EXERCISE ->
In the data that follows, find the line with "That's totally fine!"; transcribe it, every later line up to the one with "PR #416, opened 2024-08-21", and that line as well, exactly and with no others.

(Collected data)
"""
PR #574, opened 2024-05-12
ci(pypi): use PyPi token instead of username and password

AntoineDao:
Apparently username and password is no longer a supported deployment method: https://github.com/pollination/queenbee/actions/runs/9054289912/job/24873984153#step:8:3423

@mostaphaRoudsari , could I get you to add a new PyPi API Token scoped to this repository and name is `PYPI_TOKEN`? Here are the instructions to create the token: https://pypi.org/help/#apitoken

I suspect this is created and managed by the ladybugbot account. This is part of some upgrades I am making that will allow me to upgrade pollination server to python 3.12.

### DIFF
--- a/.github/workflows/ci.yaml
+++ b/.github/workflows/ci.yaml
@@ -60,8 +60,8 @@ jobs:
           echo "::set-output name=tag::$nextRelease"
         env:
           GITHUB_TOKEN: ${{ secrets.GITHUB_TOKEN }}
-          PYPI_PASSWORD: ${{ secrets.PYPI_PASSWORD }}
-          PYPI_USERNAME: ${{ secrets.PYPI_USERNAME }}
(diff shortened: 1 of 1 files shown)


mostaphaRoudsari:
@AntoineDao, we already had to make this change for other Pollination packages. You can use these two secrets.

image

The command line can stay the same. Here is an example:

https://github.com/pollination/annual-energy-use/blob/ff7cf9c159f4374dbd10d3f22eebbfe8a1e39772/.github/workflows/ci.yaml#L31-L38


P.S. now that you decided to change this repository to `poetry`, I wanted to make sure you are aware of `uv`: https://pypi.org/project/uv/

Streamlit started to switch to it because of the performance benefits.

https://twitter.com/ThiagoTDotCom/status/1780379729100718360

PR #404, opened 2024-07-17
Add opt-int database seeding support

DarkGhostHunter:
This adds the ability to seed the database.

Laravel can seed the database without confirmation when the application is not on production. By using this ability to _confirm_, the seeding can be enabled by setting `AUTORUN_LARAVEL_SEED` to either `true` or the class name of the Database Seeder.

This step runs after the migration step.


chris0203:
This will not work in production. it got an error when APP_ENV=production

```shell
🚀 Running seeders...

                            APPLICATION IN PRODUCTION.                           

WARN  Command cancelled.
``` 

should change it to 
```php
php ${APP_BASE_DIR}/artisan db:seed --force
```

DarkGhostHunter:
> This will not work in production. it got an error when APP_ENV=production
> 
> 
> 
> ```shell
> 
> 🚀 Running seeders...
> 
> 
> 
>                             APPLICATION IN PRODUCTION.                           
> 
> 
> 
> WARN  Command cancelled.
> 
> ``` 
> 
> 
> 
> should change it to 
> 
> ```php
> 
> php ${APP_BASE_DIR}/artisan db:seed --force
> 
> ``` 

Shouldn't work on production. That's a feature. If you need seeding on production you have to do it manually.

harrisonratcliffe:
Would really like to see this implemented @jaydrogers

harrisonratcliffe:
> > This will not work in production. it got an error when APP_ENV=production
> > ```shell
> > 🚀 Running seeders...
> > 
> > 
> > 
> >                             APPLICATION IN PRODUCTION.                           
> > 
> > 
> > 
> > WARN  Command cancelled.
> > ```
> > 
> > 
> >     
> >       
> >     
> > 
> >       
> >     
> > 
> >     
> >   
> > should change it to
> > ```
> > php ${APP_BASE_DIR}/artisan db:seed --force
> > ```
> 
> Shouldn't work on production. That's a feature. If you need seeding on production you have to do it manually.

Can add --force to get round that.

jaydrogers:
I see the use case for this now and I really like this. Let me evaluate this for v3.6 and I will keep you all posted 👍

jaydrogers:
Thanks for your contribution @DarkGhostHunter! This will be made available in v3.6: https://github.com/serversideup/docker-php/pull/523

aagjalpankaj:
@jaydrogers Just for my understanding, why seeding should be part of `50-laravel-automations.sh`?

In my opinion,
- Seeding can be a one-time activity for production and it's a very rare scenario. If someone want it, they should create a migration and call the seeder from that migration. I think that's the proper way for production.
- `50-laravel-automations.sh` will be triggerred from the entrypoint and will call the seeder everytime. That can break the deployment or may create unwanted records on production.

Though `AUTORUN_LARAVEL_SEED` is default false, I think seeding should not be part of the automation script. We should not make the image too extensive!

jaydrogers:
I think @aagjalpankaj is right on this.

I just spent a ton of time refactoring the Laravel Automations script and actually **removed `db:seed` support**.

### My reason
I agree with @aagjalpankaj that this command would be a one-time command that someone would likely run in the terminal.

### My different approach
Instead of using `db:seed`, I added support for "migration modes":

| Migration Mode | Description|
|---------------------|---------|
| `default` (our default behavior) | Runs `php artisan migrate` - standard forward migrations|
| `fresh` | Runs `php artisan migrate:fresh` - drops all tables and re-runs migrations|
| `refresh` | Runs `php artisan migrate:refresh` - rolls back and re-runs migrations|

This will help people who need to prepare testing environments.

**Still need to trigger your seeder in production?**
That's totally fine! We will just do it through the `--seed` flag on `php artisan migrate`: https://laravel.com/docs/12.x/migrations#roll-back-migrate-using-a-single-command

You can add the `--seed` flag by setting `AUTORUN_LARAVEL_MIGRATION_SEED` to `true`, which will indicate if the seed task should be re-run.

### Available to test now
These changes will be made available in v4.0, but you can test these changes now on this PR:

@DarkGhostHunter: Let me know if this approach works for your use case as well!

DarkGhostHunter:
Lol it works better:

- If I want to seed, it's because my database is already pristine.
- Otherwise, I use `fresh` or `refresh` and seed all over again.

Personally I believe that seeding should be always done with a pristine database. If the database exist, then you may be hitting production.

PR #407, opened 2024-07-30
Name service_docker-build-and-publish workflow

szepeviktor:
Just a name.


jaydrogers:
Thanks! Not sure if it makes a difference since I only call this file from other files, but it's nice to have it labeled 👍

szepeviktor:
The filename was ugly in the list:

image

jaydrogers:
Ahh, makes sense. Thanks!!

szepeviktor:
Glad to contribute.

PR #416, opened 2024-08-21
Add ability to tweak Unit variations max body size setting

RyanTheAllmighty:
Currently the Unit variation doesn't allow customising the `max_body_size` setting (https://unit.nginx.org/configuration/#settings:~:text=false%20(disabled).-,max_body_size,-Maximum%20number%20of), which by default only allows 8MB requests to be processed by Nginx Unit.

This PR adds the ability to specify `UNIT_MAX_BODY_SIZE` environment variable (with a default of 100MB to match PHPs max size).

I've tested this by tweaking the json templates locally and then applying them to my own Docker image and this fixes the issue I was seeing with 413 errors when post sizes were above 8MB.


jaydrogers:
Thanks a ton for submitting this!

This will be added in the v3.4 release 👍

PR #462, opened 2024-10-08
Feat: option to specify laravel migration connection

aagjalpankaj:


aagjalpankaj:
In our organization every Laravel application has two DB connections - application, deploy.  application user has DML and deploy user has DDL permissions. Default connection is `DB_CONNECTION=application` set in `.env`. While executing migrate command we can specify which connection we want to use. This PR allows us to set the same as environment variable.

@jaydrogers / @danpastori What do you think about this change?

jaydrogers:
Thanks for proposing this feature!

Unfortunately I had a major refactor on the Laravel Automations script in progress on a different branch, so I was not able to merge this PR.

**Good news is we will support this in v4.0 🥳**

I expanded on your approach and created a `AUTORUN_LARAVEL_MIGRATION_DATABASE` variable. You can specify the exact connection from your database config that you'd like to use (ie. `mariadb`), but I even allow multiple database connections for the 0.1% of people that would ever need to use that 😃 (ie. `mariadb,pgsql`)

Thanks for proposing this feature ❤️

Test it out here:

PR #464, opened 2024-10-13
Replace `exit` with `return` in entrypoint scripts

cappuc:
Calling `exit` in entrypoint scripts prevents subsequent scripts to run.

I noticed the issue withe the `v3.4` beta when running a custom command because `10-init-webserver-config.sh` calls `exit 0` and prevents `50-laravel-automations.sh` to run.


jaydrogers:
Thanks for your help on this! There is a chance I might change `return 1` back to `exit 1` since I want the container to stop and fail at that point.

cappuc:
I thought about it too, but I think it works with `return` too because `docker-php-serversideup-entrypoint` will exit anyway if return code is not 0

Issue #477, opened 2024-10-19
Deployment succeeds when migration fails


aagjalpankaj:
### Steps To Reproduce

1. Set AUTORUN_ENABLED="true".
2. Write a Laravel migration that can fail.
3. Deploy the application. The migration will fail, but the deployment will succeed. 

In such case, code changes will be deployed, but schema changes will not, which may break the application state.

#### What did you expect?
Deployment should be rollbacked or should not succeed when migration fails
#### What happened instead?
Code changes deployed / Deployment succeeded

### Affected Docker Images

I guess most of the images if people are using it for Laravel application with `AUTORUN_ENABLED="true"` option.

jaydrogers:
Just adding a note this will be fixed in v4.0:

- https://github.com/serversideup/docker-php/pull/283

Linking my explanation here: https://github.com/serversideup/docker-php/pull/478#issuecomment-2715105907

PR #478, opened 2024-10-19
Fix: case migration failed

aagjalpankaj:
### Steps To Reproduce
1. Set AUTORUN_ENABLED="true".
2. Write a Laravel migration that can fail.
3. Deploy the application. The migration will fail, but the deployment will succeed.
In such case, code changes will be deployed, but schema changes will not, which may break the application state.

### Outcome
**What did you expect?**
Deployment should be rollbacked or should not succeed when migration fails

**What happened instead?**
Code changes deployed / Deployment succeeded

### Affected Docker Images
I guess most of the images if people are using it for Laravel application with `AUTORUN_ENABLED="true"` option.

---

This PR fixes https://github.com/serversideup/docker-php/issues/477


aagjalpankaj:
@jaydrogers 👀

angristan (approved):

jaydrogers:
I greatly appreciate your efforts to open an issue an propose a solution on this!

In #511, I worked with another developer to completely refactor and improve the Laravel Automations script. While I was working on that branch, I changed some entrypoint execution strategies that allow the Laravel Automations script to fail:

image


You can see in the image I wrote a bad migration from an image built on #511 and the container exits at the bottom because of the failure (which is our expected result).

Although we won't be merging your proposed solution on this issue, we definitely welcome any future contributions. Thanks for helping the community out!

PR #486, opened 2024-10-30
Added pm.max_requests to pool

ifaridjalilov:
You can set with PHP_FPM_PM_MAX_REQUESTS.
Default 1000


angristan (approved):
Thanks! I was searching for this option as well.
"""
WRITTEN RESPONSE ->
That's totally fine! We will just do it through the `--seed` flag on `php artisan migrate`: https://laravel.com/docs/12.x/migrations#roll-back-migrate-using-a-single-command

You can add the `--seed` flag by setting `AUTORUN_LARAVEL_MIGRATION_SEED` to `true`, which will indicate if the seed task should be re-run.

### Available to test now
These changes will be made available in v4.0, but you can test these changes now on this PR:

@DarkGhostHunter: Let me know if this approach works for your use case as well!

DarkGhostHunter:
Lol it works better:

- If I want to seed, it's because my database is already pristine.
- Otherwise, I use `fresh` or `refresh` and seed all over again.

Personally I believe that seeding should be always done with a pristine database. If the database exist, then you may be hitting production.

PR #407, opened 2024-07-30
Name service_docker-build-and-publish workflow

szepeviktor:
Just a name.


jaydrogers:
Thanks! Not sure if it makes a difference since I only call this file from other files, but it's nice to have it labeled 👍

szepeviktor:
The filename was ugly in the list:

image

jaydrogers:
Ahh, makes sense. Thanks!!

szepeviktor:
Glad to contribute.

PR #416, opened 2024-08-21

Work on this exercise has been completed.